Майя постояла в задумчивости, затем отошла в тень под развесистый старый клен и уселась на скамейку, засунув в уши наушники плеера. Она нашла свою любимую группу «Китай» и начала тихо подпевать:

Майя откинулась на спинку и забросила ногу на ногу. Задралась и без того короткая льняная юбка. Девушка машинально посмотрела на свои стройные спортивные ноги, поболтала сползшей со ступни босоножкой и с неудовольствием заметила, что сиреневый лак на ногтях начал слезать. Ей хотелось пить, начало августа было жарким и сухим, асфальт раскалился, и даже стоящая в тени скамья была теплой. Чтобы выглядеть прилично, Майя отправилась в колледж в нарядной блузке и сейчас чувствовала все возрастающее раздражение оттого, что батист прилипал к спине. Она расстегнула верхнюю пуговицу, но и это не помогло. Ей буквально нечем было дышать. Она выключила плеер, вытащила наушники, достала из сумочки блокнот и начала им обмахиваться. Ей хотелось немедленно отправиться на пляж. Речка в их городке была узкой, мелкой и довольно грязной, но в такую жару даже прогретая на солнце вода казалась спасением, и ее берега обычно были забиты отдыхающими.

– Привет! Ты чего тут расселась? – услышала Майя немного насмешливый голос и повернула голову.
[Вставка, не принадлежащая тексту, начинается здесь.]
PR #277, opened 2019-03-27
replaced underscores with hyphens for user command arguments

### LINKED ISSUE #270: Hyphen/Underscore delimiting words in argparse

Replace the commands that have underscores with hyphens. Argparse takes care of the hyphens by converting them into underscores, but we will just see the hyphens in the help text, which helps with consistency.

Please replace wherever there are underscores in declaring the parsers with hyphens, and replace the documentations. Remember to change the tests!

Should be pretty locally contained

rmcreyes:
# Pull Request

## Description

К ней приближался высокий худой парень. Он был в драных джинсовых шортах и растянутой майке-алкоголичке. В руке он нес открытую бутылку фанты. Это был Леха, ее сосед, он жил этажом выше.

– Дай попить! – резко произнесла Майя, но даже не пошевелилась.
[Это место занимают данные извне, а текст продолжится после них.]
PR #282, opened 2019-03-29
Raven c/#237 rocket refresh team command

### LINKED ISSUE #237: Add `/rocket refresh`
Add `/rocket refresh` or similar command.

Леха сел рядом и протянул ей бутылку. Майя жадно глотнула, но вода была теплой и от этого казалась неимоверно сладкой.

– Фу, гадость какая! – поморщилась Майя и вернула фанту. – Лучше бы ты обычную минералку пил.

– Ну, что есть! – вяло ответил он и вылил остатки воды прямо на асфальт.
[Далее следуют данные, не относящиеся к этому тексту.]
PR #286, opened 2019-03-30
Fix member webhook name and query strings

### LINKED ISSUE #271: Membership webhook set up to receive incorrect events
**Describe the bug**

The `handle_membership_event()` in `webhook/webhook.py` is set up to respond to event actions called `member_added`, `member_removed`, and `member_invited`, but a look at the GitHub webhook documentation says that the membership event is supposed to fire actions called `added` and `removed`. 

**To Reproduce**

The webhook will not be handled correctly if manually tested.

**Expected behavior**

The `handle_membership_event()` should evaluate the action based on the `added` and `removed` action names. See https://developer.github.com/v3/activity/events/types/#membershipevent. Also wouldn't hurt to actually use the function in an endpoint in `server.py`.

cheukyin699:
# Pull Request

## Description

- [x] Fix member webhook action names
- [x] Fix query strings used in webhooks

## Testing

Note: this has not been tested on github; don't know if this works.

## Ticket(s)

Closes #271

### DIFF
--- a/config.toml
+++ b/config.toml
@@ -1,4 +1,4 @@
-testing = true
+testing = false
 creds_path = "credentials/"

Майя взвизгнула и поджала ноги, но все равно оранжевые брызги попали на ее кожу.

– Вот дурак, – беззлобно заметила она и тщательно вытерла разводы.

– Ага, – равнодушно ответил Леха. – Чего сидишь-то тут? – повторил он вопрос. – Тебя дома заждались!

– Да ладно, – недоверчиво проговорила Майя. – Мать еще с утра стирку затеяла, а я вот в колледж ходила, результаты смотрела.

– И как? – оживился Леха. – Поступила?

– Не-а, – тихо ответила она. – Баллы недобрала, плохо я подготовлена даже для колледжа, так-то!

– Забей! – посоветовал он. – Пойдешь работать, будешь самостоятельной. Знаешь как клево! У нас вон на заводе ученицы всегда требуются. А что? Получишь хорошую специальность, будешь при деле. А то выдумала ерунду какую-то, нашла куда документы подавать! А ты на кого поступала?

– Прикладное искусство, – нехотя ответила Майя и встала.

Разговор начал ее угнетать.

– На пляж пойдешь? – спросил Леха. – Хотя… какой уж теперь тебе пляж!

– В смысле? – не поняла она.

– Так гость у вас важный! Все пытаюсь тебе сказать. Топай домой. Папаша твой заявился.

– Кто?! – изумилась она.

Ее спина противно вспотела, тонкая ткань блузки снова прилипла, и Майе стало так неприятно, что она невольно поежилась.